PR #2905, opened 2016-05-21
Clarifies iterative nature on newbie page, cleans up language, de-emp…

siakaramalegos:
…hasizes hint text. Resolves issue #2090. See attached screenshot. Feedback/changes welcome.
exercism io

### DIFF
--- a/app/views/site/how_it_works_newbie.erb
+++ b/app/views/site/how_it_works_newbie.erb
@@ -8,12 +8,13 @@
     <div class="col-md-8">
 
       <p>
-      Exercism is spread across two locations:
+        Using Exercism requires three tools:
       </p>
 
       <ol>
-        <li><b>Your local programming environment</b>: write a solution to the exercise using your text editor, not a browser.</li>
-        <li><b>The <a href="http://exercism.io">exercism.io</a> website</b>: submit the solution to the site, so that you can get feedback and discuss it with other learners.</li>
+        <li><strong>Your text editor</strong>: Write a solution to an exercise using your favorite text editor.</li>
+        <li><strong>Your command line interface</strong>: Fetch problems and submit solutions via the command line (or terminal).</li>
+        <li><strong>The <a href="http://exercism.io">exercism.io</a> website</strong>: Review feedback on your solution and discuss it with other learners on the website.</li>
       </ol>
 
       <p>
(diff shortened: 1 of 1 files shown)


app/views/site/how_it_works_newbie.erb
```diff
@@ -8,55 +8,51 @@
...
       <ol>
-        <li>Download the exercise.</li>
-        <li>Write code to solve the exercise on your own computer.</li>
-        <li>Submit your solution to the site so that you can get feedback on it.</li>
-        <li>Go look at how other people solved the same problem, and ask questions about what seems interesting or confusing.</li>
+        <li><strong>Fetch the exercise</strong> using the command line.</li>
+        <li><strong>Write code</strong> to solve the exercise on your own computer, satisfying each of the tests.</li>
+        <li><strong>Submit your solution</strong> using the command line.</li>
+        <li><strong>Review feedback</strong> and look at how other people solved the same problem on the website. Ask questions about what seems interesting or confusing!</li>
+        <li><strong>Improve your solution</strong> and resubmit as many times as desired.</li>
```
kotp: "resubmit" means to submit again, which implies no change. 

Perhaps something like:
Improve your solution and submit the program and this will create a new 'iteration' on the site for review.  You may repeat this process as many times as you like.

siakaramalegos: The user literally types "submit" again which to me is more clear with the word "resubmit" but I am open to more ideas on the best way to describe this in English. I don't think the alternate you provided makes it more clear. At least for me, it sounds more confusing. 

Additionally, I don't want to create a very long description here as the purpose of the section is only give potential users a better understanding of what exercism is about. Perhaps further down the page where the instructions are detailed is a better place to expound on the full process of submission and iteration. More detail is already there, but we could also add that they can see each individual iteration on the website if you think that would improve the instructions.

kotp:
Right, no need to make it longer.  Just that they can submit again.  Resubmit implies replacing a submission, that does not happen here.

You resubmit an application, for example, it supercedes the prior, the prior generally destroyed or otherwise ignored.  That doesn't happen here.  We aren't resubmitting, we are iterating. 

Using the `exercism submit <filename>` you will submit your next iteration.  Something like that.

Executing the submit command again does not resubmit but makes a new submission.

app/views/site/how_it_works_newbie.erb
kotp: Right, no need to make it longer. Just that they can submit again. Resubmit implies replacing a submission, that does not happen here.

You resubmit an application, for example, it supercedes the prior, the prior generally destroyed or otherwise ignored. That doesn't happen here. We aren't resubmitting, we are iterating.

Using the exercism submit <filename> you will submit your next iteration. Something like that.

Executing the submit command again does not resubmit but makes a new submission.

kotp:
This looks good.  If the word 'resubmit' causes no confusion, I saw we bring it in.

One more pair of :eyes: ?

kytrinyx:
I'm excited about this change! I've wanted to take another stab at improving the "how it works" newbie page, and have just been completely swamped. I'll review this on Monday when I've had a proper night's sleep.

siakaramalegos:
To be clear, I didn't expect this to be a quick change. It should also be taken in the context of the other pages of instructions. If we do mock-ups, should we post and discuss here or on the original issue? 

On a related note but maybe on a topic that should be moved to the discussions repo, I sometimes wonder if having separate sets of instructions for newbies vs experienced programmers helps. For one, I think it reinforces a fallacy that there is some high bar that is difficult to cross to become an "experienced programmer". When is that bar crossed? Secondly, I sometimes wonder if more experienced programmers are better at following directions or not. I think maybe they can troubleshoot bugs better, but not necessarily follow directions better.

Also probably something better suited for the discussions repo - it might be even better if someone good an animations just created a few short (<1 min) videos explaining what exercism is and how it works/how to use it.

kytrinyx:
> If we do mock-ups, should we post and discuss here or on the original issue?

Let's do it here! I'll come back to this tomorrow when I'm on better wifi (and have slept).

The change to having two "how it works" pages is recent, and it came out of user experience interviews. Newbies were completely thrown by things like not being familiar with the command-line, not knowing what PATH was about, not knowing about GitHub, and they felt pretty stupid for not knowing these things.

The distinction probably isn't newbie vs experienced—the bar isn't high, it is essentially "I know how to deal with PATH". The other distinction is that experienced programmers generally worry about installing a program that is going to run on their machine, because it might do nefarious things. This usually doesn't occur to newer programmers, and talking about it to them is "yet another complicated-sounding thing to worry about".

If you are familiar with PATH, then all the hand-holding, lower-jargon stuff is frustrating, and makes it feel like Exercism isn't for you.

I'm happy to open an in the discussions repository about this, if you think it would help to talk through some of the details and search for alternate approaches... this is just the best way that I found to deal with it when I realized that this was a huge issue for people trying to use the site.

> Also probably something better suited for the discussions repo - it might be even better if someone good at animations just created a few short (<1 min) videos explaining what exercism is and how it works/how to use it.

This would be amazing. I don't know how to do animations (or any videos, for that matter), but I would love, love, love to have this.

siakaramalegos:
I can definitely understand the newbie vs. experienced issue with the PATH stuff. However, it looks like both sets of instructions point to the same CLI installation instructions though there is a "sorry" note in the newbie version. :) 

Yeah, I can't do animation either. I will try to ask around.

kytrinyx:
> though there is a "sorry" note in the newbie version

Oh, dear. I forgot about that. Yeah, this is not great.

app/views/site/how_it_works_newbie.erb
kytrinyx: I don't read "resubmit" as submitting again with no changes. I am open to reconsidering that, but for now I think that within the context, it's fine.

kytrinyx:
OK, I have slept (!) and read through all of this. I really like this as a first pass, and am merging it. I will open a new issue in the discussions repository about further improving the onboarding process.

siakaramalegos:
[This](http://www.gifrocket.com/) looks cool for creating gifs from screenshot videos - there might be better tools out there for higher resolution. A guy on one of my project teams used it for a gif on his [landing page](https://codesnapit.herokuapp.com/).

kytrinyx:
I really have a problem with animated gifs, unfortunately. They make me feel physically ill, and I get kind of upset when sites (or presenters) use them with no way of ignoring them.

With video animations the user can choose to click when they're ready to watch it, and it will only repeat once (unless you actually click play again).

siakaramalegos:
True!

kytrinyx:
OK, I've opened https://github.com/exercism/discussions/issues/18 to keep talking about improving the onboarding.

○ ○ ○

## Exercise goal:
Only those lines of the entries above that run from the line containing "screenshot. Feedback/changes welcome." to the line containing "favorite text editor.</li>", both included, should be transcribed exactly.

## Result for this exercise:
…hasizes hint text. Resolves issue #2090. See attached screenshot. Feedback/changes welcome.
exercism io

### DIFF
--- a/app/views/site/how_it_works_newbie.erb
+++ b/app/views/site/how_it_works_newbie.erb
@@ -8,12 +8,13 @@
     <div class="col-md-8">
 
       <p>
-      Exercism is spread across two locations:
+        Using Exercism requires three tools:
       </p>
 
       <ol>
-        <li><b>Your local programming environment</b>: write a solution to the exercise using your text editor, not a browser.</li>
-        <li><b>The <a href="http://exercism.io">exercism.io</a> website</b>: submit the solution to the site, so that you can get feedback and discuss it with other learners.</li>
+        <li><strong>Your text editor</strong>: Write a solution to an exercise using your favorite text editor.</li>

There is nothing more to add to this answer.